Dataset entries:
PR #13334, opened 2020-02-11
HPCC-15610 Reduce optimization level for very complicated functions

ghalliday:

## Type of change:

## Checklist:
  - [x] The commit is signed.
  - [ ] Scalability
  - [ ] Performance
  - [ ] Security
  - [ ] Thread-safety
  - [ ] Cloud-compatibility
  - [ ] Premature optimization

## Smoketest:

### DIFF
--- a/ecl/hqlcpp/hqlhtcpp.cpp
+++ b/ecl/hqlcpp/hqlhtcpp.cpp
@@ -266,9 +266,9 @@ MemberFunction::MemberFunction(HqlCppTranslator & _translator, BuildCtx & classc
 {
     stmt = ctx.addQuotedFunction(text, (flags & MFdynamicproto) != 0);
     if (flags & MFoptimize)
-        stmt->setOptimize(true);
+        stmt->setForceOptimize(true);
     else if (flags & MFnooptimize)
-        stmt->setOptimize(false);
+        stmt->setForceOptimize(false);
 }
 
 MemberFunction::~MemberFunction() noexcept(false)
@@ -279,10 +279,12 @@ MemberFunction::~MemberFunction() noexcept(false)
     {
         //This estimate is before the peephole optimize is applied, so may be a large over estimate
         unsigned estimatedSize = calcTotalChildren(stmt);
+        //If the function is smaller than the optimize threshold then force optimization on
         if (maxOptimizeSize && (estimatedSize <= maxOptimizeSize))
-            stmt->setOptimize(true);
+            stmt->setForceOptimize(true);
+        //If the function is larger than the no-optimize threshold then force optimization off
         else if (minNoOptimizeSize && (estimatedSize >= minNoOptimizeSize))
-            stmt->setOptimize(false);
+            stmt->setForceOptimize(false);
     }
 
     //Do not process the aliases if we are aborting from an error
--- a/ecl/hqlcpp/hqlhtcpp.cpp
+++ b/ecl/hqlcpp/hqlhtcpp.cpp
@@ -265,10 +265,26 @@ MemberFunction::MemberFunction(HqlCppTranslator & _translator, BuildCtx & classc
 MemberFunction::MemberFunction(HqlCppTranslator & _translator, BuildCtx & classctx, const char * text, unsigned _flags) : translator(_translator), ctx(classctx), flags(_flags)
 {
     stmt = ctx.addQuotedFunction(text, (flags & MFdynamicproto) != 0);
+    if (flags & MFoptimize)
+        stmt->setOptimize(true);
+    else if (flags & MFnooptimize)
+        stmt->setOptimize(false);
 }
 
 MemberFunction::~MemberFunction() noexcept(false)
 {
+    unsigned maxOptimizeSize = translator.queryOptions().maxOptimizeSize;
+    unsigned minNoOptimizeSize = translator.queryOptions().minNoOptimizeSize;
+    if (stmt && (maxOptimizeSize || minNoOptimizeSize))
+    {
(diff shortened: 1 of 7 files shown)


ghalliday:
@shamser please review.
For an example look at wyoung1.eclxml.  Generate time is approximately 15s.  Compile time before this change ~8minutes, after this change - which only actually modifies the optimization level for a single function < 3minutes.  (Search for NOOPTIMIZE in the generated source.)

ecl/hqlcpp/hqlstmt.ipp
```diff
@@ -45,21 +45,21 @@ public:
...
             void                    setPriority(unsigned _prio) { priority = _prio; }
     virtual void                    finishedFramework() { throwUnexpected(); }
 
 protected:
     bool hasChildren() const;
+    StringBuffer & appendTextExtra(StringBuffer & out) const;
 
 protected:
     unsigned short                      priority;       //64bit: pack with link count in CInterface
-#ifdef _DEBUG
```
ghalliday: remove the conditional code by using an explicit base type for the enum.

ghalliday:
Shamser I had a few failures on a local test.  I need to investigate the cause.  Possibly this can only be used for member functions, and not for static functions.  If so I'll need to take that into account.

ghalliday:
Richard.  Also slightly concerned by the comment:

"This attribute should be used for debugging purposes only. It is not suitable in production code."

But I don't think it is likely to cause a problem - it is primarily a hint rather than a requirement.

ecl/hqlcpp/hqlhtcpp.cpp
```diff
@@ -265,10 +265,26 @@ MemberFunction::MemberFunction(HqlCppTranslator & _translator, BuildCtx & classc
...
 MemberFunction::~MemberFunction() noexcept(false)
 {
+    unsigned maxOptimizeSize = translator.queryOptions().maxOptimizeSize;
+    unsigned minNoOptimizeSize = translator.queryOptions().minNoOptimizeSize;
+    if (stmt && (maxOptimizeSize || minNoOptimizeSize))
+    {
+        //This estimate is before the peephole optimize is applied, so may be a large over estimate
+        unsigned estimatedSize = calcTotalChildren(stmt);
+        if (maxOptimizeSize && (estimatedSize <= maxOptimizeSize))
+            stmt->setOptimize(true);
```
shamser: It looks like this overrides the optimize flag provided in the constructor.  So, if define this:
`MemberFunction  x(...,MFnooptimize); `

then here it forces the function to optimize.

ecl/hqlcpp/hqlhtcpp.cpp
```diff
@@ -265,10 +265,26 @@ MemberFunction::MemberFunction(HqlCppTranslator & _translator, BuildCtx & classc
 MemberFunction::MemberFunction(HqlCppTranslator & _translator, BuildCtx & classctx, const char * text, unsigned _flags) : translator(_translator), ctx(classctx), flags(_flags)
 {
     stmt = ctx.addQuotedFunction(text, (flags & MFdynamicproto) != 0);
+    if (flags & MFoptimize)
+        stmt->setOptimize(true);
+    else if (flags & MFnooptimize)
+        stmt->setOptimize(false);
```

What is required: Every record listed above should be reproduced exactly.

Your response:
PR #13334, opened 2020-02-11
HPCC-15610 Reduce optimization level for very complicated functions

ghalliday:

## Type of change:

## Checklist:
  - [x] The commit is signed.
  - [ ] Scalability
  - [ ] Performance
  - [ ] Security
  - [ ] Thread-safety
  - [ ] Cloud-compatibility
  - [ ] Premature optimization

## Smoketest:

### DIFF
--- a/ecl/hqlcpp/hqlhtcpp.cpp
+++ b/ecl/hqlcpp/hqlhtcpp.cpp
@@ -266,9 +266,9 @@ MemberFunction::MemberFunction(HqlCppTranslator & _translator, BuildCtx & classc
 {
     stmt = ctx.addQuotedFunction(text, (flags & MFdynamicproto) != 0);
     if (flags & MFoptimize)
-        stmt->setOptimize(true);
+        stmt->setForceOptimize(true);
     else if (flags & MFnooptimize)
-        stmt->setOptimize(false);
+        stmt->setForceOptimize(false);
 }
 
 MemberFunction::~MemberFunction() noexcept(false)
@@ -279,10 +279,12 @@ MemberFunction::~MemberFunction() noexcept(false)
     {
         //This estimate is before the peephole optimize is applied, so may be a large over estimate
         unsigned estimatedSize = calcTotalChildren(stmt);
+        //If the function is smaller than the optimize threshold then force optimization on
         if (maxOptimizeSize && (estimatedSize <= maxOptimizeSize))
-            stmt->setOptimize(true);
+            stmt->setForceOptimize(true);
+        //If the function is larger than the no-optimize threshold then force optimization off
         else if (minNoOptimizeSize && (estimatedSize >= minNoOptimizeSize))
-            stmt->setOptimize(false);
+            stmt->setForceOptimize(false);
     }
 
     //Do not process the aliases if we are aborting from an error
--- a/ecl/hqlcpp/hqlhtcpp.cpp
+++ b/ecl/hqlcpp/hqlhtcpp.cpp
@@ -265,10 +265,26 @@ MemberFunction::MemberFunction(HqlCppTranslator & _translator, BuildCtx & classc
 MemberFunction::MemberFunction(HqlCppTranslator & _translator, BuildCtx & classctx, const char * text, unsigned _flags) : translator(_translator), ctx(classctx), flags(_flags)
 {
     stmt = ctx.addQuotedFunction(text, (flags & MFdynamicproto) != 0);
+    if (flags & MFoptimize)
+        stmt->setOptimize(true);
+    else if (flags & MFnooptimize)
+        stmt->setOptimize(false);
 }
 
 MemberFunction::~MemberFunction() noexcept(false)
 {
+    unsigned maxOptimizeSize = translator.queryOptions().maxOptimizeSize;
+    unsigned minNoOptimizeSize = translator.queryOptions().minNoOptimizeSize;
+    if (stmt && (maxOptimizeSize || minNoOptimizeSize))
+    {
(diff shortened: 1 of 7 files shown)


ghalliday:
@shamser please review.
For an example look at wyoung1.eclxml.  Generate time is approximately 15s.  Compile time before this change ~8minutes, after this change - which only actually modifies the optimization level for a single function < 3minutes.  (Search for NOOPTIMIZE in the generated source.)

ecl/hqlcpp/hqlstmt.ipp
```diff
@@ -45,21 +45,21 @@ public:
...
             void                    setPriority(unsigned _prio) { priority = _prio; }
     virtual void                    finishedFramework() { throwUnexpected(); }
 
 protected:
     bool hasChildren() const;
+    StringBuffer & appendTextExtra(StringBuffer & out) const;
 
 protected:
     unsigned short                      priority;       //64bit: pack with link count in CInterface
-#ifdef _DEBUG
```
ghalliday: remove the conditional code by using an explicit base type for the enum.

ghalliday:
Shamser I had a few failures on a local test.  I need to investigate the cause.  Possibly this can only be used for member functions, and not for static functions.  If so I'll need to take that into account.

ghalliday:
Richard.  Also slightly concerned by the comment:

"This attribute should be used for debugging purposes only. It is not suitable in production code."

But I don't think it is likely to cause a problem - it is primarily a hint rather than a requirement.

ecl/hqlcpp/hqlhtcpp.cpp
```diff
@@ -265,10 +265,26 @@ MemberFunction::MemberFunction(HqlCppTranslator & _translator, BuildCtx & classc
...
 MemberFunction::~MemberFunction() noexcept(false)
 {
+    unsigned maxOptimizeSize = translator.queryOptions().maxOptimizeSize;
+    unsigned minNoOptimizeSize = translator.queryOptions().minNoOptimizeSize;
+    if (stmt && (maxOptimizeSize || minNoOptimizeSize))
+    {
+        //This estimate is before the peephole optimize is applied, so may be a large over estimate
+        unsigned estimatedSize = calcTotalChildren(stmt);
+        if (maxOptimizeSize && (estimatedSize <= maxOptimizeSize))
+            stmt->setOptimize(true);
```
shamser: It looks like this overrides the optimize flag provided in the constructor.  So, if define this:
`MemberFunction  x(...,MFnooptimize); `

then here it forces the function to optimize.

ecl/hqlcpp/hqlhtcpp.cpp
```diff
@@ -265,10 +265,26 @@ MemberFunction::MemberFunction(HqlCppTranslator & _translator, BuildCtx & classc
 MemberFunction::MemberFunction(HqlCppTranslator & _translator, BuildCtx & classctx, const char * text, unsigned _flags) : translator(_translator), ctx(classctx), flags(_flags)
 {
     stmt = ctx.addQuotedFunction(text, (flags & MFdynamicproto) != 0);
+    if (flags & MFoptimize)
+        stmt->setOptimize(true);
+    else if (flags & MFnooptimize)
+        stmt->setOptimize(false);
```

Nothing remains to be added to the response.